The present model and its predictive capabilities can be improved in several ways:

  • Data Collection:

  • Additional Spatial Data: The model could explore more granular spatial datasets, including information on neighborhood-level characteristics, zoning regulations, or land use patterns.

  • External Data Sources: For the sake of this analysis, all data has been sourced from the city’s Open Data portal and the American Community Survey five year estimates. Future iterations could look at other external data sources that are available to complement these datasets.

  • Data Wrangling: The model can be improved by establishing a system to impute missing values.

  • Feature Engineering:

  • Temporal Features: The model can be enhanced the model by including time-related features, such as seasonality, trends, or cyclical patterns in construction permit issuance.

  • Interaction Functions: It could benefit from the creation of new interaction variables or functions that test relations between relevant variables to further understand and predict for spatial autocorrelations.

  • Real Time Updates: The model could explore possibilities for integrating real-time data to capture evolving trends and respond to changing conditions in the city.

  • Stakeholder Involvement: Behavior and social patterns that influence development are hard to capture and therefore not adequately integrated in this model. It may be useful to engage with local community stakeholders and city officials to gain insights into factors that may not be captured in the current datasets.

  • Evaluation: The maintenance of this model should involve evaluation of the model’s relevance and effectiveness over time, redefining metrics for measurement of model success as needed.
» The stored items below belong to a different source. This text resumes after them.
PR #1846, opened 2022-12-01
Make adding all/multiple users to a given set more efficient

taniwallach:
The updated version of this PR is far more efficient than the earlier versions. Thanks to @drgrice1 for pointing out how to do multiple inserts in a single call to the lower layer which at least gets the prepared statement to be reused.

The improvement based on some very rough bench-marking for an assignment with 25 problems is almost 10 fold, once the inserts for all students are batched into a single group. 

The improvement is almost certainly a function of the size of the assignment as the improvement is mainly due to getting the actual user-problem records to be inserted sequentially using one request of the prepared statement.

---

Add code to allow adding multiple records to the `problem_user` table (for a single set for a single user) as a batch, which allows reducing the number of test calls made to the database. It would be better to be able to add all records in a single database call, but at present the underlying database abstraction layer does not seem to have any support for inserting multiple records in one call.

For a large sample course (862 user accounts) and test assignments with 25 problems each, I observed the "until rendered" time of assigning a set to all users as taking 44-47 seconds with the old code and 38-44 seconds with the new code (on my laptop, using a Docker based setup). That seems to be about a 10% increase in performance. I had hoped for better, as the number of test calls made in the process decreased from 50 per assignment (2 per problem) to 1 per assignment, and there are less calls to subroutines in the process, but clearly that is not that larger bottleneck.

### DIFF
--- a/lib/WeBWorK/ContentGenerator/Instructor/UsersAssignedToSet.pm
+++ b/lib/WeBWorK/ContentGenerator/Instructor/UsersAssignedToSet.pm
@@ -25,7 +25,7 @@ users to which sets are assigned.
 
 use WeBWorK::Debug;
 use WeBWorK::Utils qw(format_set_name_display);
-use WeBWorK::Utils::Instructor qw(assignSetToUser assignSetToAllUsers);
+use WeBWorK::Utils::Instructor qw(assignSetToAllUsers assignSetToGivenUsers);
 
 sub initialize ($c) {
 	my $authz = $c->authz;
@@ -70,17 +70,22 @@ sub initialize ($c) {
 		die "Unable to get global set record for $setID " unless $setRecord;
 
 		my %setUsers = map { $_ => 1 } $db->listSetUsers($setID);
+		my @usersToAdd;
 		for my $selectedUser (map { $_->user_id } @{ $c->{user_records} }) {
 			if (exists $selectedUsers{$selectedUser}) {
 				unless ($setUsers{$selectedUser}) {    # skip users already in the set
-					debug("assignSetToUser($selectedUser, ...)");
-					assignSetToUser($db, $selectedUser, $setRecord);
-					debug("done assignSetToUser($selectedUser, ...)");
+					debug("saving $selectedUser to be added to set later");
+					push(@usersToAdd, $selectedUser);
 				}
 			} else {
 				next unless $setUsers{$selectedUser};    # skip users not in the set
 				$db->deleteUserSet($selectedUser, $setID);
 			}
+		}
+		if (@usersToAdd) {
+			debug("assignSetToGivenUsers(...)");
+			assignSetToGivenUsers($db, $c->ce, $setID, 1, $db->getUsers(@usersToAdd));
+			debug("done assignSetToGivenUsers(...)");
 		}
 	}
 
--- a/lib/WeBWorK/DB.pm
+++ b/lib/WeBWorK/DB.pm
@@ -2137,28 +2137,18 @@ sub addUserProblem {
 sub addUserMultipleProblems {
 	my ($self, @problemLists) = @_;
 
-	my $firstUserProblem = $problemLists[0][0];
-	if (!defined($firstUserProblem) || !defined($firstUserProblem->user_id)) {
-		croak "Error in request to addUserMultipleProblems";
-	}
-	my $user_id = $firstUserProblem->user_id;
-	my $set_id  = $firstUserProblem->set_id;
-
-	my ($nv_set_id, $versionNum) = grok_vsetID($set_id);
-	croak "addUserMultipleProblems does not support versioned sets"
-		if defined($versionNum);
-
-	# Possible improvement, if a version set was sent, make calls to addUserProblem for each one.
+	croak "Error in request to addUserMultipleProblems" if ref($problemLists[0]) ne 'ARRAY';
 
 	# Do a single checkArgs call, all records in the list were made in the same manner
-	my @tmp = ($firstUserProblem);
-	$self->checkArgs(\@tmp, qw/VREC:problem_user/);
+	$self->checkArgs([ $problemLists[0][0] ], qw/REC:problem_user/);
+
+	my $set_id = $problemLists[0][0]->set_id;
 
 	# Array in which all records to add are collected
-	my @collectedProblemList = ();
+	my @collectedProblemList;
 
 	for my $problemListRef (@problemLists) {
-		$user_id = $problemListRef->[0]->user_id;
+		my $user_id = $problemListRef->[0]->user_id;
 		croak "addMultipleUserProblems: user set $set_id for user $user_id not found"
 			unless $self->{set_user}->exists($user_id, $set_id);
 
--- a/lib/WeBWorK/DB.pm
+++ b/lib/WeBWorK/DB.pm
@@ -465,6 +465,48 @@ sub restore_tables {
 }
 
 ################################################################################
+# transaction support
+################################################################################
+
+# Any course will have the user table, so that allows getting the database
+# handle.
+
+sub start_transaction {
+	my $self = shift;
+	eval { $self->{user}->dbh->begin_work; };
+	if ($@) {
+		my $msg = "Error in start_transaction: $@";
+		if ($msg =~ /Already in a transaction/) {
+			warn "Aborting active transaction.";
+			$self->{user}->dbh->rollback;
+		}
+		croak $msg;
+	}
+}
+
+sub end_transaction {
+	my $self = shift;
+	eval { $self->{user}->dbh->commit; };
+	if ($@) {
+		my $msg = "Error in end_transaction: $@";
+		$self->abort_transaction;
+		croak $msg;
+	}
+}
+
+sub abort_transaction {
+	my $self = shift;
+	eval {
+		$self->{user}->dbh->{AutoCommit} = 0;
+		$self->{user}->dbh->rollback;
+	};
+	if ($@) {
+		my $msg = "Error in abort_transaction: $@";
+		croak $msg;
+	}
+}
+
+################################################################################
 # user functions
 ################################################################################
 
@@ -1537,6 +1579,41 @@ sub addUserSet {
 	}
 }
 
+# Used to add a list of UserSet records to the DB in less DB calls.
+sub addMultipleUserSets {
+	my ($self, @userSetList) = @_;
+
+	# Do a single checkArgs call, all records in the list were made in the same manner
+	$self->checkArgs([ $userSetList[0] ], qw/REC:set_user/);
+
+	my @badUserIDs;
+	my %badSetIDs;
+	my @toInsert;
+	for my $userSet (@userSetList) {
+		if ($self->{user}->exists($userSet->user_id)) {
+			if ($self->{set}->exists($userSet->set_id)) {
+				# This record is OK
+				push(@toInsert, $userSet);
+			} else {
+				$badSetIDs{ $userSet->set_id } = 1;
+			}
+		} else {
+			push(@badUserIDs, join("", 'user ', $userSet->user_id, " not found, cannot add set ", $userSet->set_id));
+		}
+	}
+	my $badSetIDerrorMsg =
+		keys(%badSetIDs) ? join(" ", 'bad set IDs seen:', keys(%badSetIDs)) : "";
+
+	eval { return $self->{set_user}->insert_records([@toInsert]); };
+	if ($@) {
+		croak join("\n", "addMultipleUserSets errors:\nDB call error: $@", $badSetIDerrorMsg, @badUserIDs);
+	}
+
+	if (@badUserIDs || keys(@badUserIDs)) {
+		croak join("\n", "addMultipleUserSets errors:\n", $badSetIDerrorMsg, @badUserIDs);
+	}
+}
+
 # the code from putUserSet() is duplicated in large part in the following
 # putVersionedUserSet; c.f. that routine
 sub putUserSet {
@@ -2050,6 +2127,54 @@ sub addUserProblem {
 		croak "addUserProblem: user problem exists (perhaps you meant to use putUserProblem?)";
 	} elsif ($@) {
 		die $@;
+	}
+}
+
+# Used to add multiple problems to a SINGLE set with less DB calls.
+# Not for use by versioned sets
+# This expects @problemLists to be a 2 dimensional array, each
+# entry being the problemList array for one user.
+sub addUserMultipleProblems {
+	my ($self, @problemLists) = @_;
+
+	my $firstUserProblem = $problemLists[0][0];
+	if (!defined($firstUserProblem) || !defined($firstUserProblem->user_id)) {
+		croak "Error in request to addUserMultipleProblems";
+	}
+	my $user_id = $firstUserProblem->user_id;
+	my $set_id  = $firstUserProblem->set_id;
+
+	my ($nv_set_id, $versionNum) = grok_vsetID($set_id);
+	croak "addUserMultipleProblems does not support versioned sets"
+		if defined($versionNum);
+
+	# Possible improvement, if a version set was sent, make calls to addUserProblem for each one.
+
+	# Do a single checkArgs call, all records in the list were made in the same manner
+	my @tmp = ($firstUserProblem);
+	$self->checkArgs(\@tmp, qw/VREC:problem_user/);
+
+	# Array in which all records to add are collected
+	my @collectedProblemList = ();
+
+	for my $problemListRef (@problemLists) {
+		$user_id = $problemListRef->[0]->user_id;
+		croak "addMultipleUserProblems: user set $set_id for user $user_id not found"
+			unless $self->{set_user}->exists($user_id, $set_id);
+
+		# Test whether there are already problem records for this user in this set, as in that case
+		# inserting multiple records at once would trigger an error.
+		my $where = [ user_id_eq_set_id_eq => $user_id, $set_id ];
+
+		croak "addMultipleUserProblems cannot be run as set $set_id already contains some problems for user $user_id"
+			if $self->{problem_user}->count_where($where);
+		# If we got here, we can add this list of problems to those to insert into the database
+		push(@collectedProblemList, @{$problemListRef});
+	}
+
+	eval { $self->{problem_user}->insert_records([@collectedProblemList]); };
+	if ($@) {
+		croak "addUserMultipleProblems: $@";
 	}
 }
 
--- a/lib/WeBWorK/Utils/Instructor.pm
+++ b/lib/WeBWorK/Utils/Instructor.pm
@@ -41,8 +41,10 @@ our @EXPORT_OK = qw(
 	assignAllSetsToUser
 	unassignAllSetsFromUser
 	assignSetsToUsers
+	assignSetToGivenUsers
 	unassignSetsFromUsers
 	assignProblemToAllSetUsers
+	assignMultipleProblemsToGivenUsers
 	addProblemToSet
 	read_dir
 	getCSVList
@@ -90,11 +92,22 @@ sub assignSetToUser {
 		}
 	}
 
-	my @GlobalProblems = grep { defined $_ } $db->getAllGlobalProblems($setID);
-	foreach my $GlobalProblem (@GlobalProblems) {
-		my @result = assignProblemToUser($db, $userID, $GlobalProblem);
-		push @results, @result if @result and not $set_assigned;
+	my @globalProblemIDs = $db->listGlobalProblems($setID);
+
+	my $result;
+	# Make the next operation as close to a transaction as possible
+	eval {
+		$db->start_transaction;
+		$result = assignMultipleProblemsToGivenUsers($db, [$userID], $setID, @globalProblemIDs);
+		$db->end_transaction;
+	};
+	if ($@) {
+		my $msg = "assignSetToUser: error during asignMultipleProblemsToGivenUsers: $@";
+		$db->abort_transaction;
+		die $msg;
 	}
+
+	push @results, $result if $result and not $set_assigned;
 
 	return @results;
 }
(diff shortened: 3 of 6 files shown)


lib/WeBWorK/DB.pm
```diff
@@ -2051,6 +2051,53 @@ sub addUserProblem {
...
+	}
+
+	my $msg1 = (@sawRecordExists == 0) ? "" : join("",
+		"addUserMultipleProblems: the following user problems existed before ",
+		join(", ", @sawRecordExists), "\n");
+	if (@otherErrors) {
+		die join("", $msg1, @otherErrors);
+	} elsif (@sawRecordExists) {
+		croak $msg1;
+	}
```
drgrice1, line 2097: This is inconsistent.  Don't mix `die` and `croak`.  Use one or the other.  Although, there is no need for the `if/else` here.  Just do:
```suggestion
	if (@sawRecordExists || @otherErrors) {
		croak join(
			'',
			@sawRecordExists
			? join('',
				'addUserMultipleProblems: the following user problems existed before ',
				join(', ', @sawRecordExists), "\n")
			: '',
			@otherErrors
		);
	}
```

Also note the change from double quotes to single quotes.   Never use a double quote unless it is needed for interpolation or for an escaped character like `"\n"`.  Anytime you use a double quote you tell Perl to try to interpolate it, which adds inefficiency if interpolation is not needed.

lib/WeBWorK/DB.pm
```diff
@@ -2051,6 +2051,53 @@ sub addUserProblem {
...
+	# Just needed once
+	croak "addUserProblem: user set ", $UserProblem->set_id, " for user ", $UserProblem->user_id, " not found"
+		unless $self->{set_user}->exists($UserProblem->user_id, $UserProblem->set_id);
+
+	my @sawRecordExists;
+	my @otherErrors;
+	my @ToReturn;
+	my $result1;
+
+	foreach $UserProblem (@ProblemList) {
```
drgrice1, line 2081: `$UserProblem` needs to be lexical, so add `my` here.  It would probably be best to rename the previous `$UserProblem` variable to something like `$firstUserProblem` to avoid confusion.

lib/WeBWorK/DB.pm
```diff
@@ -2051,6 +2051,53 @@ sub addUserProblem {
 	}
 }
 
+# Adds multiple problems to a user with less database calls.
+sub addUserMultipleProblem {
+	# Intended to be used to add multiple problems to a SINGLE set with less DB calls.
+	# Not for use by versioned sets
```
drgrice1, line 2057: Please move this comment that describes the sub as a whole before the sub.  Also, perlcritic doesn't like this.  The current line 2058 needs to be the very first line of the method.  Even comments aren't allowed before `@_` is unpacked.  This is for good reason too.  It makes it quite clear what the parameters of the method are.  This is actually a huge problem in the webwork2 and pg code.  Not quite as good as signatures, but we'll get there.

drgrice1 (commented):
Here are some initial observations after looking at the code.  I haven't had a chance to test it yet though.

Please stop using `foreach`.  In Perl `for` and `foreach` are aliases for each other and there is no advantage whatsoever to using the longer word.

Also, please don't capitalize the first letter of a variable name.  That is inconsistent with almost all other variable names in the code, and is just not standard for variable names in any language.  Generally that is reserved for package/class names.

See the comments in the code, most of which are remarks about perlcritic and best practices in perl.

lib/WeBWorK/DB.pm
```diff
@@ -2051,6 +2051,53 @@ sub addUserProblem {
...
+	my @tmp = ($UserProblem);
+	$self->checkArgs(\@tmp, qw/VREC:problem_user/);
+
+	# Just needed once
+	croak "addUserProblem: user set ", $UserProblem->set_id, " for user ", $UserProblem->user_id, " not found"
+		unless $self->{set_user}->exists($UserProblem->user_id, $UserProblem->set_id);
+
+	my @sawRecordExists;
+	my @otherErrors;
+	my @ToReturn;
```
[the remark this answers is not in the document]
taniwallach: Yes, I originally thought it would be helpful, as `addUserProblem` was calling `return` but realized that the calling functions would ignore what was sent anyway, so did not use it. Will be removed in the update version.

lib/WeBWorK/DB.pm
```diff
@@ -2051,6 +2051,53 @@ sub addUserProblem {
...
+	my $result1;
```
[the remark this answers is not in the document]
taniwallach: Totally dropping the `$result1`. It was there to originally allow collecting results into the removed `@ToReturn`.

lib/WeBWorK/DB.pm
taniwallach: Thanks. I will need to get used to avoiding unnecessary usage of double quotes. 

I am putting in your version, but copying it manually into the file as it already has other changes. 

The `croak` vs `die` was carried over from the handling of errors in `addUserProblem` and apparently was following the "advice" that `croak` is better when the calling function is to blame for sending a bad subroutine call, and `die` is better when the error occurred in what the subroutine was supposed to do.

lib/WeBWorK/DB.pm
taniwallach: OK, being done.

lib/WeBWorK/ContentGenerator/Instructor.pm
```diff
@@ -155,6 +154,41 @@ sub unassignSetFromUser {
...
+=cut
+
+sub assignMultipleProblemsToUser {
+	my ($self, $userID, @GlobalProblems) = @_;
+	my $db = $self->{db};
+
+	my $GlobalProblem;
+	my $UserProblem;
+	my @records;
+	foreach $GlobalProblem (@GlobalProblems) {
```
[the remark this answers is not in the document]
taniwallach: Done

lib/WeBWorK/DB.pm
taniwallach: Done

taniwallach:
I'm testing an additional small optimization, passing only an array of the the `problem_id` values, as that is the only thing the new `assignMultipleProblemsToUser` loop really needs. There is no need to pass the original array of the problem records and extract the `problem_id` each time.

lib/WeBWorK/DB.pm
drgrice1: Yeah, there is a difference in where `croak` reports the error occurs versus where `die` reports the error.  `croak` reports the line number that the method is called from, and `die` gives the line number where `die` is called.   However, `croak` adds the original line number where it is called to the beginning of the stack trace, and `die` has already given that, and so just continues to there.

So there is a subtle difference that does perhaps justify your original if/else clause.

drgrice1:
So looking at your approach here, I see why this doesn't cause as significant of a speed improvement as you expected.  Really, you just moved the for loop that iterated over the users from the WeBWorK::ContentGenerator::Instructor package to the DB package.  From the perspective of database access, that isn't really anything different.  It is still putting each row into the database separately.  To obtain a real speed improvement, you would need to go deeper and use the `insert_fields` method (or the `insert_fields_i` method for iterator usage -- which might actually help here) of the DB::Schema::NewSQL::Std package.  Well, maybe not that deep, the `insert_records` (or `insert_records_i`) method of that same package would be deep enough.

9.3 Other Areas of Application

While the model has been specifically created with the City of Philadelphia’s Office of Sustainability in mind it can be replicated across different scales and geographies to fulfill different needs and purposes. A few examples are outlined below:

  • Urban Planning: City planners can use the predictions to inform land-use and development policies. Understanding where new construction is likely to occur can aid in creating sustainable and well-balanced urban development plans that consider factors like housing needs, environmental impact, and community well-being.

  • Community Engagement: The predictions can be used to engage with local communities. City officials can communicate upcoming construction projects, involve residents in the planning process, and address concerns related to issues such as gentrification, displacement, and changes in neighborhood character.
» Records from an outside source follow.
PR #1847, opened 2022-12-01
Rename GatewayQuiz as Test.

somiaj:
Rename gateway quizzes as tests in the UI, as discussed in #1838. This also changes the link names from containing `quiz_mode` and `proctored_quiz_mode` to `test_mode` and `proctored_test_mode`.

This changes all the references to `gateway` I could find in the UI (most references were already calling these tests already).

### DIFF
--- a/lib/WeBWorK.pm
+++ b/lib/WeBWorK.pm
@@ -290,7 +290,7 @@ async sub dispatch {
 			# module we double check this, to be sure that someone isn't taking a
 			# proctored quiz but calling the unproctored ContentGenerator
 			my $urlProducedPath = $urlPath->path();
-			if ($urlProducedPath =~ /proctored_quiz_mode/i) {
+			if ($urlProducedPath =~ /proctored_test_mode/i) {
 				my $proctor_authen_module = WeBWorK::Authen::class($ce, "proctor_module");
 				runtime_use $proctor_authen_module;
 				my $authenProctor = $proctor_authen_module->new($r);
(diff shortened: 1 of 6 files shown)


drgrice1:
One thing to consider with the link change is that those still using the `quiz_mode` or `proctored_quiz_mode` links from LTI will now be forced to change all of their links.  Those that have adapted to using the quiz (or now test) page directly won't be affected, but there are probably many that have not made that change yet.  It is sometimes a cumbersome task to change all of those links in the LMS when using "homework" grade passback mode.

somiaj:
@dlglin since you brought up this change, any thoughts on if we should change the url from `quiz_mode` to `test_mode` to be consistent with calling gateway quizzes tests in the ui, or just keep it as `quiz_mode` for backwards compatibility for users who haven't switched to the new links for quizzes/tests? I changed the url for completeness since it is something users may see, but it is a minor thing and probably best to leave alone.

drgrice1:
Another option is to allow both.

dlglin:
It would be nice to have the url match the nomenclature.  If it's easy to allow both urls as Glenn suggests then that might be the way to go, as it maintains backward compatibility but also allows consistent naming going forward.

pstaabp:
> It would be nice to have the url match the nomenclature. If it's easy to allow both urls as Glenn suggests then that might be the way to go, as it maintains backward compatibility but also allows consistent naming going forward.

I agree with this.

  • Infrastructure Planning: Anticipating construction permits can help in planning and expanding city infrastructure. This includes transportation networks, utilities, and other essential services to accommodate the growing needs of the areas expected to experience increased construction.

  • Housing Strategies: For city officials working on housing initiatives, the model can be a valuable tool for predicting demand in specific neighborhoods. This information can guide efforts to create affordable housing, prevent housing shortages, and address housing-related challenges.

  • Risk Management: Understanding the risk of new construction permits can help in developing risk management strategies. This could involve creating policies to handle issues related to housing affordability, displacement, and maintaining the cultural and social fabric of neighborhoods.

It is important to note that while the model provides valuable insights, we recommend that it be used as a complement to local knowledge and expertise. The predictions should be interpreted in the context of broader city sustainability and planning goals, community needs, and ethical considerations to ensure responsible and inclusive decision-making.